Complicating matters, different definitions also reflect two fundamentally different views about a corporation’s purpose and responsibilities. Often referred to as the “shareholder versus stakeholder” perspectives, they define a debate about whether managers should run a corporation primarily or solely in the interests of its legal owners—the shareholders (the shareholder perspective)—or whether they should actively concern themselves with the needs of other constituencies (the stakeholder perspective).

This question is answered differently in different parts of the world. In Continental Europe and Asia, for example, managers and boards are expected to concern themselves with the interests of employees and the other stakeholders, such as suppliers, creditors, tax authorities, and the communities in which they operate. Reflecting this perspective, the Centre of European Policy Studies (CEPS) defines corporate governance as “the whole system of rights, processes and controls established internally and externally over the management of a business entity with the objective of protecting the interests of all stakeholders.”[1]

In contrast, the Anglo-American approach to corporate governance emphasizes the primacy of ownership and property rights and is primarily focused on creating “shareholder” value. In this view, employees, suppliers, and other creditors have rights in the form of contractual claims on the company, but as owners with property rights, shareholders come first:

Corporate governance is the system by which companies are directed and controlled. Boards of directors are responsible for the governance of their companies. The shareholders’ role in governance is to appoint the directors and the auditors and to satisfy themselves that an appropriate governance structure is in place.[2]

Example 2.2 – Shareholder Value Creation

Enerflex, a Canadian-based energy services company that provides turnkey solutions for the global natural gas industry, announced a new president and Chief Executive Officer (CEO), Marc Rossiter, during the company’s annual shareholder meeting. The appointment was touted as a reflection of the firm’s commitment to executive succession planning.
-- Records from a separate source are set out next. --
PR #1834, opened 2026-05-15
feat(e2e): time-off domain — scenario + spec rewrite

jeffredodd:
## Summary
- Add time-off-management scenario
- Rewrite time-off.spec.ts to use scenario fixture
- Move to e2e/tests/time-off/ directory

## Videos
https://github.com/user-attachments/assets/cdbca03f-5528-4d17-808e-f6491d5be2f2.webm

https://github.com/user-attachments/assets/f6171833-fa0d-44c3-a809-9241e0c30bd2.webm

https://github.com/user-attachments/assets/aef98ca4-f15d-4d68-87a1-2cd900c41078.webm

https://github.com/user-attachments/assets/9dc773f4-5668-4ec1-8d20-0d198a821878.webm

https://github.com/user-attachments/assets/449de71d-fb4b-46bf-bf8d-56535f39fb86.webm

Base: PR #1829 (e2e/infrastructure)

Notion tasks: #080-085

Made with [Cursor](https://cursor.com)

PR #1879, opened 2026-05-19
fix(TimeOff): validate waiting period as integer in policy settings

krisxcrash:
## Summary

The API requires \`accrualWaitingPeriodDays\` to be an integer, but the form allowed decimal input, causing an unhandled Zod validation error. This change:

- Sets \`maximumFractionDigits={0}\` on the waiting-period \`NumberInputField\` to prevent decimal entry at the input level.
- Adds a form-level \`validate\` rule as a safety net that surfaces a clear error message when a decimal sneaks through.
- Adds the i18n key \`policySettings.errors.waitingPeriodMustBeWholeNumber\`.

## Test plan

- [x] \`npm run test -- --run src/components/TimeOff/PolicySettings\` — 34 tests pass (2 new under \`describe('waiting period integer validation')\`)
- [x] \`npm run i18n:generate\` updates \`src/types/i18next.d.ts\`

## History

This PR was originally a larger bundle that also contained ~73 e2e tests. After triage:

- The e2e tests that catch real regressions (12 of them) were extracted, rewritten on top of the scenario-driven infrastructure used by the rest of the time-off domain, and merged into the \`e2e/timeoff-domain\` PR (#1834). Kristine credited as \`Co-authored-by\` on each of those commits.
- Brittle CSS/pixel/DOM-depth assertions and tests that duplicate the existing lifecycle suite were dropped.
- This PR was reduced to just the standalone product fix it always was.

### DIFF
--- a/src/components/TimeOff/PolicySettings/PolicySettingsPresentation.test.tsx
+++ b/src/components/TimeOff/PolicySettings/PolicySettingsPresentation.test.tsx
@@ -246,6 +246,57 @@ describe('PolicySettingsPresentation', () => {
     })
   })
 
+  describe('waiting period integer validation', () => {
+    it('blocks submission and shows an error when waiting period is a decimal', async () => {
+      const user = userEvent.setup()
+      renderHoursWorked({
+        defaultValues: {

Mr. Rossiter had worked for more than 22 years in numerous operational and administrative roles, starting as a project engineer. Additionally, the smooth transition of power is expected to create shareholder value by ensuring continuity and continued growth as Mr. Rossiter takes over the reins of the company from Enerflex’s previous CEO of 15-years, J. Blair Goertzen.

Source: MarketWatch, Enerflex Announces President and Chief Executive Officer Succession, (inactive link as of 08/07/2020) Tatog Sasono, 2019Wi

Perhaps the broadest, and most neutral, definition is provided by the Organization for Economic Cooperation and Development (OECD), an international organization that brings together the governments of countries committed to democracy and the market economy to support sustainable economic growth, boost employment, raise living standards, maintain financial stability, assist other countries’ economic development, and contribute to growth in world trade:

Corporate governance is the system by which business corporations are directed and controlled. The corporate governance structure specifies the distribution of rights and responsibilities among different participants in the corporation, such as, the board, managers, shareholders and other stakeholders, and spells out the rules and procedures for making decisions on corporate affairs. By doing this, it also provides the structure through which the company objectives are set, and the means of attaining those objectives and monitoring performance.[3]


  1. Centre of European Policy Studies (CEPS; 1995), as reported in Shleifer and Vishny (1997).
  2. European Corporate Governance Institute (1992).
  3. Organization for Economic Cooperation and Development (OECD; 1999).